Graphcore.ai claims so, and argues that CPUs and even GPUs are out, and IPUs are in. Graphcore’s #IPU stands for intelligence processing units and is prone to imprecision by design. It is a high-performance computing unit that processes data very imprecisely.

Consider a task like going to a restaurant. A human brain wouldn’t calculate the GPS coordinates but use associations; e.g., recall the restaurant’s name, its neighborhood, and neighboring shops. The difference resembles one between Boolean logic and fuzzy logic, and is true.

What is under the hood, or hardware, matters. One component of achieving data centricity is building an infrastructure that fits the objective, and successful data centric companies know they need to invest in it.

Analyzing data to do nothing

With an increasing availability of data and off-the-shelf analysis tools, interventions are thriving.

Interventions rarely create value. Rarity is expected simply because the probability of noise is often disproportionately higher. However, larger amounts of data exacerbate the problem of finding value in interventions while none exists. E.g., a frequentist test using a 0.01 p-value threshold would justify an intervention if the probability of an effect occurring by chance is less than 1%. This probability gets smaller with more data, not because the intervention gains value*. 1% should be a moving target, but it is often treated as a fixed one. It should be adjusted also for other reasons, such as running multiple tests.
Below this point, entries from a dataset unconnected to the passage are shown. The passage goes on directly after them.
PR #72, opened 2017-09-25
Week two code fixes

JasonGibson274:


code/week2/week2.cpp
```diff
@@ -1,6 +1,6 @@
 // make sure to compile with g++
 // to compile do
-//      g++ -o week2.out *.cpp
+//      g++ -o week2.out -std=c++14 *.cpp
```
jgkamat, line 3: Full support for c++14 was added in gcc5, which is pretty old at this point, but I'm not sure if everyone has it. Ubuntu 14.04 ships with gcc4. Does the windows and mac reccomended install come with a gcc new enough?

jgkamat: Notably, the weird windows linux binary thing comes with 14.04, as far as I know, so if we use c++14 features it might trip them up.

JasonGibson274: So we use c++ 14 material in the following weeks. This complies on my mac and a lot of people installed MinGW this week so I think this is a safe assumption.

jgkamat (approved):

PR #74, opened 2017-09-25
Add dependency on STSL for individual targets

jgkamat:
When compiling with multithreading, the build fails the first time, but succeeds on a second run (à la IGVC).

This patch fixes that by adding the STSL as a dependency of individual build targets.


barulicm:
Good catch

More importantly, it should be adjusted for unintended consequences. While quantifying the consequences is difficult, we can incentivize analytics teams for finding out what not to do. Action is visible but inaction is not. Successful data centric companies should not mistake thoughtful inaction for idleness. On the contrary, they should encourage and reward it.

*Assuming the actual effect is not zero. Valid for most (if not all) problems outside natural sciences.

Has Apple become the -old- Microsoft?

Why old? Well, it would be unfair to compare #Apple with today’s #Microsoft, the owner of #GitHub, a sponsor of Open Source Initiative and proponent of innovation through collaboration and co-creation (!). The exclamation will have to stay for a while.

The fight between #Apple and #Hey (hey.com, a contender to #Gmail) is not a surprise but a reminder that Apple is increasingly in the business of value capture, not creation. The gist of the story is, Apple forces Hey to sell subscriptions on its iOS platform but Hey refuses because the cost of doing so is a 30% commission for every subscriber. You can find the details in Kara Swisher’s article: nyti.ms/3ebfyvL

Apple seems to be stuck with incremental one-sided ideas, another iPhone with a larger screen or “dark mode” on its iOS platform, and have forgotten the value of co-creation, which propelled the company at the first place. Apple should be encouraging not oppressing experiments like Hey. For that, it is time for Apple to analyze its data from a fresh perspective that is not short-sighted on quarterly revenue, and rethink its model to embrace diversity again. That is what a successful data centric company would do.